Data to examine START

PR #592, opened 2021-03-04
Fix lint issues for src/browser

maxcnunes:
I noticed that the linter wasn't detecting many typing issues for `src/browser` code because the `@typescript-eslint/explicit-module-boundary-types` rule was turned off. 

PS: That same rule still turned off for `src/renderer` because turning it on now probably would require converting all files to typescript, or at least have a bunch of lint issues to be fixed right now. Leaving it for when/if we decide to convert those files to typescript (new files we should use typescript, but I don't mind keeping old ones in JS for now).

### DIFF
--- a/src/browser/core/servers.ts
+++ b/src/browser/core/servers.ts
@@ -2,13 +2,14 @@ import { v4 as uuidv4 } from 'uuid';
 import { validate, validateUniqueId } from './validators/server';
 import * as config from './config';
 import * as crypto from './crypto';
+import { Server, EncryptedPassword } from '../../common/types/server';
 
-export async function getAll() {
+export async function getAll(): Promise<Array<Server>> {
   const { servers } = await config.get();
   return servers;
 }
 
-export async function add(server, cryptoSecret) {
+export async function add(server: Server, cryptoSecret: string): Promise<Server> {
   let srv = { ...server };
   await validate(srv);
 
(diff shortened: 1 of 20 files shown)


src/browser/core/servers.ts
```diff
@@ -102,22 +103,30 @@ function encryptSecrects(server, cryptoSecret, oldServer?) {
...
 
-  if (server.password && typeof server.password === 'string') {
-    updatedServer.password = crypto.unsafeDecrypt(server.password, cryptoSecret);
-  } else if (server.password) {
-    updatedServer.password = crypto.decrypt(server.password, cryptoSecret);
+  if (server.password) {
+    if (typeof server.password === 'string') {
+      updatedServer.password = crypto.unsafeDecrypt(server.password, cryptoSecret);
+    }
+    {
```
MasterOdin, line 116:
```suggestion
    } else {
```

src/browser/menu/darwin.ts
```diff
@@ -1,18 +1,31 @@
...
 
-function sendMessage(win, message) {
+function sendMessage(win: BrowserWindow, message: string) {
   if (win) {
     win.webContents.send(message);
   }
 }
 
-export function buildTemplate(app, buildNewWindow, appConfig) {
+type BuildWindow = (app: App) => void; // eslint-disable-line no-unused-vars
```
MasterOdin, line 11: Move into `../../common`? Look's like we define this type a handful of times.

MasterOdin (approved):

src/browser/core/servers.ts
maxcnunes: wow, good catch

PR #593, opened 2021-03-05
Isolate the renderer process

maxcnunes:
In order to follow electron best security practices we should not use remote anymore in the renderer process. On its place we will use direct IPC calls specifically for what we need.
Sorry, it turned out to be a bit long PR, but it is doing a single thing: moved any electron/remote api usage from renderer process to the browser process and it is using ipc calls for that, but even the ipc calls aren't done directly through `ipcRenderer` module, instead every `ipcRenderer` is encapsulated by a Facade making it available to the frontend as a module.

* `src/renderer/api.ts`: is the API for every backend/browser integration
* `src/browser/preload.ts`: is where that API integrates with the backend/browser by ipcRenderer events
* `src/browser/ipcMain.ts`: is where those ipcRenderer events are received by the backend and proxied to the right module
* `src/common/types/api.ts`: has the interface `SqlectronAPI` for that integration, both renderer and process implement that to ensure the contract is properly followed and avoid any wrong implementation by them


src/browser/core/db.ts
```diff
@@ -0,0 +1,263 @@
...
+  setSelectLimit(limit: number): void {
+    return setSelectLimit(limit);
+  }
+}
+
+// Keep connections by BrowserWindow instances
+const connections: {
+  [windowId: string]: SqlectronDB;
+} = {};
+
```
maxcnunes, line 246: Because now the db connection lives in the browser process, it means when we there are multiple application windows open they share the same browser process, and to allow each window to have its own db connection, they are stored by windowId in this object.

src/browser/window.ts
```diff
@@ -39,7 +41,7 @@ export function buildNewWindow(app: App): void {
   // and load the index.html of the app.
   let entryBasePath = 'file://' + resolve(__dirname, '..');
   if (devMode) {
-    entryBasePath = 'http://localhost:8080';
+    entryBasePath = 'https://localhost:8080';
```
MasterOdin, line 44: Why do we need https here?

webpack.config.js
```diff
@@ -11,7 +11,7 @@ const isProd = process.env.NODE_ENV === 'production';
 const webpackConfig = {
   mode: isProd ? 'production' : 'development',
   devtool: 'eval-source-map',
-  target: 'electron-renderer',
+  target: 'web',
```
MasterOdin, line 14: Why the change away for electron as the target?

maxcnunes: The frontend code cannot access the electron module anymore, which turned the frontend more into a web app.

src/browser/window.ts
maxcnunes: Just to avoid warning security errors in the chrome console during development

MasterOdin (approved):
Small comments, otherwise looks good, good job on this :+1:

src/browser/window.ts
maxcnunes: @MasterOdin I just removed this change from this PR

src/browser/window.ts
```diff
@@ -29,8 +29,10 @@ export function buildNewWindow(app: App): void {
     minWidth: 512,
     minHeight: 350,
     webPreferences: {
+      nodeIntegration: false, // is default value after Electron v5
+      contextIsolation: true, // protect against prototype pollution
+      enableRemoteModule: false, // turn off remote
```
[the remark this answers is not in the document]
maxcnunes: Alright. Since the upgrading has been done in that other PR, I am gonna remove these properties there.

src/renderer/actions/config.ts
```diff
@@ -36,7 +32,8 @@ export function saveConfig(configData: Config): ThunkResult<void> {
     dispatch({ type: SAVE_CONFIG_REQUEST });
     try {
       await sqlectron.config.saveSettings(configData);
-      await sqlectron.setSelectLimit();
+      // TODO: Check, should it really be setting the limit wihtout a value?
+      sqlectron.db.setSelectLimit(1000);
```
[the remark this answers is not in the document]
maxcnunes: Done

src/browser/window.ts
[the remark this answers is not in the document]
maxcnunes: done

PR #595, opened 2021-03-06
Move actions and reducers to typescript

maxcnunes:
Moved actions and reducers to typescript. The best part is that I already caught a few issues that we were not aware.


src/renderer/actions/connections.ts
```diff
@@ -126,13 +135,13 @@ export function connect(id, databaseName, reconnecting = false, sshPassphrase) {
       }
       const currentConn = getState().connections;
       if (!currentConn.databases.length) {
-        this.disconnect();
+        dispatch(disconnect());
```
maxcnunes, line 138: Found 2 issues here:
1. It was calling this.disconnect, which does not exist, instead of disconnect
2. It was not dispatching the event from the disconnect execution

src/renderer/actions/queries.ts
```diff
@@ -102,18 +110,19 @@ function shouldUpdateQuery(query, selectedQuery, state) {
...
-export function appendQuery(query) {
+export function appendQuery(query: string): ThunkResult<void> {
   return (dispatch, getState) => {
-    const currentQuery = getCurrentQuery(getState()).query;
+    const queryState = getCurrentQuery(getState());
+    const currentQuery = queryState.query;
     const newLine = !currentQuery ? '' : '\n';
     const appendedQuery = `${currentQuery}${newLine}${query}`;
-    if (!currentQuery.isExecuting) {
+    if (!queryState.isExecuting) {
```
maxcnunes, line 119: Issue found: It was accessing `isExecuting` from the query text, which does not existing since it is a string, instead of the query state.

src/renderer/actions/queries.ts
```diff
@@ -274,9 +294,9 @@ export function cancelQuery(queryId) {
   };
 }
 
-function stringifyResultToCSV(origRows, delimiter) {
+function stringifyResultToCSV(origRows: [], delimiter: string): Promise<string> {
   if (!origRows.length) {
-    return '';
+    return Promise.resolve('');
```
maxcnunes, line 299: Issue found: Wasn't returning a promise when there are no rows while the caller expect it to always get a promise back.

src/renderer/store/configure.ts
```diff
@@ -46,10 +46,8 @@ if (isLogConsoleEnabled || isLogFileEnabled) {
   middlewares.push(createReduxLogger(loggerConfig));
 }
 
-const createStoreWithMiddleware = applyMiddleware(...middlewares)(createStore);
-
 export default function configureStore(initialState?) {
-  const store = createStoreWithMiddleware(rootReducer, initialState);
+  const store = createStore(rootReducer, initialState, applyMiddleware(...middlewares));
```
maxcnunes, line 50: No need to do what we were doing before, `createStore` accepts a third argument for middlewares.

PR #211, opened 2020-08-22
Implemented progress bars for classifier training

vijay120:
This PR implements progress bars for MindMeld classifiers, solving issue https://github.com/cisco/mindmeld/issues/200. The current implementation makes a few assumptions:
1. Each classifier takes the same time to train
2. Doesn't take into account data loading, which can take awhile.

PR #218, opened 2020-08-31
Upgrading Click to 7.1

minhtuev:
Upgrading Click lib to 7.1 to fix Click issue


minhtuev:
Picking the Click dep change from Vijay's PR
https://github.com/cisco/mindmeld/pull/211/files

PR #226, opened 2020-09-10
Add py37 to workflows

jjjacksn:
MindMeld currently supports Python 3.7 but it is not tested in our Github workflow. This addresses that oversight.


minhtuev:
Did you manage to find the bugfix for the issue where the tests are hanging after completed?

serapio (approved):
it looks so easy now!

Data to examine END

● Task objective: All lines above that include the word "updatedServer" should be located and copied.

● Solution to the problem:
-    updatedServer.password = crypto.unsafeDecrypt(server.password, cryptoSecret);
-    updatedServer.password = crypto.decrypt(server.password, cryptoSecret);
+      updatedServer.password = crypto.unsafeDecrypt(server.password, cryptoSecret);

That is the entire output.